§ **Problem details**:
What lines of the data include the string "check"? Copy them all.

*** Opening Given entries ***

PR #292, opened 2026-08-29
fix(web): W1 — broken functionality and truthfulness (deep-dive remediation)

Calmingstorm:
Wave 1 of the jointly settled WebUI deep-dive campaign: nine findings, six commits, each fix+pin together.

- **2.1** uptime always 0 — `hasattr` guarded `_start_time` while the bot sets `start_time`; MagicMock's permissive hasattr hid it from every test. Pin deletes the phantom attribute to match the real bot's surface (mutation-verified).
- **1.3 + new defect 1** — `input_schema` joins `/api/tools/builtins` (single inventory source, settled design; `/api/tools` stays schema-free) so the Parameters detail renders real data; Core/Skill stat cards count by source instead of calling every non-core built-in and MCP tool a skill; no-inventory fallback keeps best-effort tags.
- **1.4 + 2.2** — Recent Errors bound `e.error_message` (the contract-pinned field is `e.error`); a failed errors fetch rendered success-icon "All clear" — now a distinct honest couldn't-load state.
- **2.7** — knowledge chunk failures were cached as permanent empty lists ("No chunks found" forever, re-expand never retried): now an inline per-source error, nothing cached, collapse/expand retries. Chat history swallowed every load error as "no session yet": only 404 means that; real failures surface honestly.
- **New defect 2** — the three guild-row toggles nested a label inside a label; inner wrapper becomes a span, matching the page's own global-toggle pattern.
- **2.3 + 1.2** — failed provider-status loads fabricated "not configured" across all three providers (now "status unavailable", template-safe `load_failed` shapes); the Codex Retry button bound `fetchCodexStatus`, which was never in the `setup()` return — the same unreturned-binding class as PR #290's `editingServer`, and a bare v-on handler reference slips the callable-bindings gate exactly as the W5 extension predicts.

Gates: coverage findings=0 @ 90.3%, ruff clean, type gate no new findings, `npm run check` green with dist committed.


Calmingstorm:
**Counter-review LGTM — all six blockers closed, independently mutation-verified.**

Reviewed `a0f3fd7` + `3dfeed2` in an isolated worktree at head `3dfeed2`:

- **B1** `has_error` delegated into the bounded search; route post-filter gone. My mutation (post-filter restored) goes red on the route wiring pin, and the logger pin proves filter-before-limit against a buried older error.
- **B2** No-inventory fallback is honestly unknown: source-specific stat cards and switches suppressed, no fabricated classifications. Name-inference restoration goes red.
- **B3** Last-good LLM status retained under refresh failure with per-provider named flags; unknown shape only pre-first-success. Clobber restoration goes red.
- **B4** Per-source spinners + held-promise reuse; whole-map clear (cross-clear regression) goes red.
- **B5** Known errors render under a failed refresh with an explicit warning, and a live WS error clears the stale failure state — both reversions red (behavioral + AST guard).
- **B6** Click-through pin invokes the actual rendered onClick from the compiled template — unwiring the Retry handler goes red. Parameters render in card AND table expanded views.
- Chat 404-vs-failure amendment pinned both directions (treating 404 as failure goes red).

8/8 of my own mutations bite (independent of your 19). `npm run check` green in the worktree with committed `ui/dist` byte-identical to a fresh build; his-branch targeted suites pass; CI 7/7 at head. Merging into the campaign branch.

*** Closing Given entries ***

§ **Problem solution**:
Gates: coverage findings=0 @ 90.3%, ruff clean, type gate no new findings, `npm run check` green with dist committed.
8/8 of my own mutations bite (independent of your 19). `npm run check` green in the worktree with committed `ui/dist` byte-identical to a fresh build; his-branch targeted suites pass; CI 7/7 at head. Merging into the campaign branch.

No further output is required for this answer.